TASK DESCRIPTION:
Below are entries; output exactly the lines from the one with "for non-Latin languages." to the one with "support non-Latin alphabets.", both included, and nothing else.

RECORDS FOR THE TASK:
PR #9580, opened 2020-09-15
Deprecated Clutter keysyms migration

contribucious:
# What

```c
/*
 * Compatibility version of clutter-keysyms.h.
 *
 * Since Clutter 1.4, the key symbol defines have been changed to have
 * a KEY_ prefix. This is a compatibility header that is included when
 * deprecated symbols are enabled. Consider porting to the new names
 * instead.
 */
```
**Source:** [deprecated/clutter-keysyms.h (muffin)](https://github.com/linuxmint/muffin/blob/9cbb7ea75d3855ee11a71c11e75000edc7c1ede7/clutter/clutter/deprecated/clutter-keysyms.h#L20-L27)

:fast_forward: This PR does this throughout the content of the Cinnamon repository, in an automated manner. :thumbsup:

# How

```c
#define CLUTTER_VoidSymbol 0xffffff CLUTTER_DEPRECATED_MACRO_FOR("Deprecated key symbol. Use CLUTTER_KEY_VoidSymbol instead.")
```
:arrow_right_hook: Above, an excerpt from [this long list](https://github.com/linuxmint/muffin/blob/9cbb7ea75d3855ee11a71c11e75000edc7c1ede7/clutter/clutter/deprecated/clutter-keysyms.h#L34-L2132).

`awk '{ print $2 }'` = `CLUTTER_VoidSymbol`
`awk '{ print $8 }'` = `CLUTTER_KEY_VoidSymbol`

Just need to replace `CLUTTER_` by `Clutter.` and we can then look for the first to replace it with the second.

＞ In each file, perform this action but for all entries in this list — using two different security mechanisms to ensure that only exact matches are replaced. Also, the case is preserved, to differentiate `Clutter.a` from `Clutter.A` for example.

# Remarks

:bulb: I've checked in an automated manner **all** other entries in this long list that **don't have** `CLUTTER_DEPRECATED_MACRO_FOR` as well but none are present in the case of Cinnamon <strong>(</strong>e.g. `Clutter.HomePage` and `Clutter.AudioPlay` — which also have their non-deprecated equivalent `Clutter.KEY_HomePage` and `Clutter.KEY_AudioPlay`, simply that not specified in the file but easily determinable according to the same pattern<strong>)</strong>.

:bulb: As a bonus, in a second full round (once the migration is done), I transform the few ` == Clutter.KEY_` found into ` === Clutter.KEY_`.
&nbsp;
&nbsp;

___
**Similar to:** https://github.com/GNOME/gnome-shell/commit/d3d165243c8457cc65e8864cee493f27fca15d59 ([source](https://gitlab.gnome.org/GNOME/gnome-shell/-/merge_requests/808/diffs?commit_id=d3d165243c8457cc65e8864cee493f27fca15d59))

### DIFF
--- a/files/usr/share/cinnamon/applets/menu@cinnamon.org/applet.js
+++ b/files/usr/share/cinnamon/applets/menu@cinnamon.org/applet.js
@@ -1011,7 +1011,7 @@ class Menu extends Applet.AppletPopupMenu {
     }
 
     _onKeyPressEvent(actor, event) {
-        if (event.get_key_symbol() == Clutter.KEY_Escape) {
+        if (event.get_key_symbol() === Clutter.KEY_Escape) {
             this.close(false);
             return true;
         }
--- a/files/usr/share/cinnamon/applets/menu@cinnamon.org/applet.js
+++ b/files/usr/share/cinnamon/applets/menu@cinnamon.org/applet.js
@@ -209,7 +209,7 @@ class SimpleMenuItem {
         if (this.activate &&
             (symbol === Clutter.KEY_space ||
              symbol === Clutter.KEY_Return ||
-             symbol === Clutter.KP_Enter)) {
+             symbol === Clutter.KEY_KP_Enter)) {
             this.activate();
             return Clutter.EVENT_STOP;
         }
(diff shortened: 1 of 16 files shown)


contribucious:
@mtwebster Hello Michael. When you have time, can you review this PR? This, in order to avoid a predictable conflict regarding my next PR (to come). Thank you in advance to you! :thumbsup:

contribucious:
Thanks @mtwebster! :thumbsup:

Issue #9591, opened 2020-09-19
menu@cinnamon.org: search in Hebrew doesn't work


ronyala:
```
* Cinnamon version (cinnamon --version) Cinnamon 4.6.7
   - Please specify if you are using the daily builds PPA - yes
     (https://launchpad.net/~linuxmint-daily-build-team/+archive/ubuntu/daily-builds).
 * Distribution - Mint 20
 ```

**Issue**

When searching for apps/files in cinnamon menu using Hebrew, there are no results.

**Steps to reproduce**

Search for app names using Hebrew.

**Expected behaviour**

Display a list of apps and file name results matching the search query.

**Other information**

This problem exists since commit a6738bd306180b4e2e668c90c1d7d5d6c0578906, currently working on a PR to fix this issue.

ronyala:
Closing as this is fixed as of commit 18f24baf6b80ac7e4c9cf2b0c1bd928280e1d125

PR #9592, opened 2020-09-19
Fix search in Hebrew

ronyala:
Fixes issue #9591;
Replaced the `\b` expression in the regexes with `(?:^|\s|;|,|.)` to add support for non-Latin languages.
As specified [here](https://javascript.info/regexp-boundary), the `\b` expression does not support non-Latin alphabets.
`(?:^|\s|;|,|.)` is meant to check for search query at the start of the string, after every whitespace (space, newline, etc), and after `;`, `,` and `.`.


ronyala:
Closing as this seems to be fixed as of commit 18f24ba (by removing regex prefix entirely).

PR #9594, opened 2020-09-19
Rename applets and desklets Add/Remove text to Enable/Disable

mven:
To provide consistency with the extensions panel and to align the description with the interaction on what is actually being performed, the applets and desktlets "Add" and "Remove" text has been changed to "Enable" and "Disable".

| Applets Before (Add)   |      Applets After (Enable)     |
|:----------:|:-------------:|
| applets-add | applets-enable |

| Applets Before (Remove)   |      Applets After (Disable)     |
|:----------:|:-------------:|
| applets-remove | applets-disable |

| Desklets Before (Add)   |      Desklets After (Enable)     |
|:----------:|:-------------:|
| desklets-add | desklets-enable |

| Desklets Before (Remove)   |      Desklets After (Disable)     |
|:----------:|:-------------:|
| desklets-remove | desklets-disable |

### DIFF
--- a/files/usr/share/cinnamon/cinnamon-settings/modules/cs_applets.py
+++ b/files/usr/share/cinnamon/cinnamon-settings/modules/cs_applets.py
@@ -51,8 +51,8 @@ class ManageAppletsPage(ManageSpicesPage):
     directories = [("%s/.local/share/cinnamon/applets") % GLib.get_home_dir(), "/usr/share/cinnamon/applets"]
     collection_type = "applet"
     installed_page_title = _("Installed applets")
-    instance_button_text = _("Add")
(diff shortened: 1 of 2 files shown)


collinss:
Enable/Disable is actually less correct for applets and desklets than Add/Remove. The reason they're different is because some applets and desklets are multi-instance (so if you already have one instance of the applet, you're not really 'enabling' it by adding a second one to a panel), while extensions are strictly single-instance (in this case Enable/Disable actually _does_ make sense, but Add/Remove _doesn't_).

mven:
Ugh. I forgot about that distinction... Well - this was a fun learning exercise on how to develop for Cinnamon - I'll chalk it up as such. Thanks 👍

COMPLETED TASK:
Replaced the `\b` expression in the regexes with `(?:^|\s|;|,|.)` to add support for non-Latin languages.
As specified [here](https://javascript.info/regexp-boundary), the `\b` expression does not support non-Latin alphabets.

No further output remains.